Is It Still Okay to Prefer?

Is saying what you prefer the same as saying that the things you don't prefer are wrong? I never thought so, but everyone else seems to think so.

Saying what you prefer is not necessarily a value judgment. We live, however, in a world that is just waiting to judge and that immediately dismiss anyone with an opinion that does not fit the groupthink positions that it attempts to force everyone into. The result is that people don't say what they think -- or even what they prefer for fear of a figurative mob lynching.

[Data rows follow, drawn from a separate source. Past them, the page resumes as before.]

PR #381, opened 2023-06-01
v2-Release Candidate 1

amwx:
As of this PR, the FluentAvaloniaSamples app is now considered deprecated. Now that we're in release candidate territory, the new sample app will be coming very soon (there's not much left I have to finish up, I've just been waiting for breaking changes from upstream to stop). There is a notice on the home page of the app that indicates this. Please do NOT use it to test and report bugs from. Since its replacement is coming soon, I opted not to fully update it to the most recent changes, and some stuff may not work. (Unless something major comes up that blocks it, soon means no later than early next week)

<h3>Breaking Changes</h3>

- As `AvaloniaLocator` is now hidden from public API, FATheme is no longer registered there. In order to gain a reference to it, if needed, you will have to manually query the Application styles for it.
- I've reverted the addition of FAContentPresenter I added previously in preview8. Instead I've wrapped the normal ContentPresenter in FABorder to handle the BackgroundSizing issue. (API removal upstream contributed to this and this isn't worth a discussion to get it re-added). This affects Button, ToggleButton, RepeatButton, SplitButton, DatePicker, and TimePicker. If you're using custom styles with these controls, you may have to update them for correct results.
- `BitmapIcon`/`BitmapIconSource` is currently disabled pending a way to continue Skia rendering with it
- `ColorWheel` and `ColorTriangle` of the FAColorPicker do not render, pending a way to continue using Skia. FAColorPicker needs a complete refactoring anyway

Once this releases, please do let me know if something isn't working quite right. While the latest API reductions upstream weren't contentious, they were tedious to deal with and its possible something may have gotten messed up as a result. Having everything tied to a TopLevel and trying to figure out how to work with that when you're a desktop-centric person is an interesting challenge.

Additional changes/fixes for rc1 are in the PRs since preview 8.


danielmayost:
It's worth checking if the `TaskDialog` flickering issue has been solved in https://github.com/AvaloniaUI/Avalonia/pull/11552.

For instance, I do not prefer women who are "tough" in the traditionally masculine sense. I prefer more traditionally feminine women. There are some who would love to label me a sexist for this and there are others who would try to gently explain to me that I just don't really understand how I am contributing to a social structure that is designed to keep women subordinate. While I appreciate their attempts at educating the ignorant, white, middle-aged male that I am, I respectfully submit that they should pack up their radio talk-show acquired bag of sociological observations and beat it.

As a heterosexual man, I find no attraction to, say a Ronda Rousey. She is a beautiful woman, but I do not prefer women who beat up people. This ability she has is, athletically, impressive, but it is not a quality I prefer in a woman. Her profession and hearing her talk about beating up her opponents are enough to destroy any chance of my having been attracted to her. (Like she cares.)

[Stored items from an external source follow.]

PR #387, opened 2023-06-04
FAControlsGallery 

amwx:
You've probably seen me mention it a few times over the last several months and its finally here. The new sample/demo app for FluentAvalonia. I'll start with the overview demo video so you can get a look and then go into everything...

https://github.com/amwx/FluentAvalonia/assets/40413319/57894994-e74a-4981-abee-d130ef98cb69

## About the new sample app
There's lots to talk about here, as you can probably see in the video. The core of the app is still the same, but there's been a lot of refreshments to the UI to add color and animation to the UI experience. I started this back in February and have been working here and there on this and a lot of this is possible now because of the advancements and new features in Avalonia 11.

Something that's not shown in the video is that I've also included non-desktop projects too (Android, Browser, and iOS). There are some caveats here though. These are more proof of concepts rather than fully supported ways to use the demo app. The perf isn't there to support the animations so page transitions aren't as smooth. Also, I will not be able to ensure anything with the iOS project as I do not have a mac to enable testing of that. However, the android and Browser projects I can at least run, and even got it working on my phone so I know those are good to go. For full support and the best experience, the demo app is best used on a desktop environment.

Notice that I have not once said that it's not okay for her to fight or for women to act any way they see fit. While I don't have a right to condemn or stop their behavior, I have every right not to prefer it.

There are lot of other preferences I have that would serve to illustrate my point, but the one above popped into my head after having seen a video of Rousey talking trash about an opponent in between montages of her posing in bikini.

And, you know what? I think, even in the traditional sense, that women are and always have been every bit as "tough" as men. That doesn't mean we all have to be "tough" in the same way. I prefer for men and women to be different -- equal but different. This is not the same as asserting that the world is getting it wrong; just that it is getting it the way I don't like it to be.